Extracted data –
PR #3671, opened 2025-10-21
fix: kubectl-kcp fail with error message instead of panic if crd defines webhook with service ref

m-szalik:
# Summary

## kubectl kcp crd snapshot

In the CRD Webhook can be defined as URL or reference to a service. 
The 2nd variant is not supported. This PR adds error message instead of crash with panic.

### CRD Example:
```yaml
spec:
  conversion:
    strategy: Webhook
    webhook:
      clientConfig:
        caBundle: "..."
        service:
          name: some-service
          namespace: some-namespace
          path: /convert
          port: 443
```
# What Type of PR Is This?
/kind bug

# Related Issue(s)

# Release Notes

```release-note
`kubectl kcp` returns error instead of panic when converting CRD with service webhook reference
```

### DIFF
--- a/sdk/apis/apis/v1alpha1/crd_to_apiresourceschema.go
+++ b/sdk/apis/apis/v1alpha1/crd_to_apiresourceschema.go
@@ -17,6 +17,7 @@ limitations under the License.
 package v1alpha1
 
 import (
+	"errors"
 	"fmt"
 
 	apiextensionsv1 "k8s.io/apiextensions-apiserver/pkg/apis/apiextensions/v1"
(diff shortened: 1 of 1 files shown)


embik:
I believe that the lack of support for service-based webhooks is on purpose. kcp doesn't have `Service` objects (or any service routing, for that matter), thus you can't reference a service URL (like this PR generates) because you can't expect it to be there and accessible to the kcp apiserver.

embik:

Work order – All lines of the data above must be returned exactly.

Answer to this task –
PR #3671, opened 2025-10-21
fix: kubectl-kcp fail with error message instead of panic if crd defines webhook with service ref

m-szalik:
# Summary

## kubectl kcp crd snapshot

In the CRD Webhook can be defined as URL or reference to a service. 
The 2nd variant is not supported. This PR adds error message instead of crash with panic.

### CRD Example:
```yaml
spec:
  conversion:
    strategy: Webhook
    webhook:
      clientConfig:
        caBundle: "..."
        service:
          name: some-service
          namespace: some-namespace
          path: /convert
          port: 443
```
# What Type of PR Is This?
/kind bug

# Related Issue(s)

# Release Notes

```release-note
`kubectl kcp` returns error instead of panic when converting CRD with service webhook reference
```

### DIFF
--- a/sdk/apis/apis/v1alpha1/crd_to_apiresourceschema.go
+++ b/sdk/apis/apis/v1alpha1/crd_to_apiresourceschema.go
@@ -17,6 +17,7 @@ limitations under the License.
 package v1alpha1
 
 import (
+	"errors"
 	"fmt"
 
 	apiextensionsv1 "k8s.io/apiextensions-apiserver/pkg/apis/apiextensions/v1"
(diff shortened: 1 of 1 files shown)


embik:
I believe that the lack of support for service-based webhooks is on purpose. kcp doesn't have `Service` objects (or any service routing, for that matter), thus you can't reference a service URL (like this PR generates) because you can't expect it to be there and accessible to the kcp apiserver.

embik:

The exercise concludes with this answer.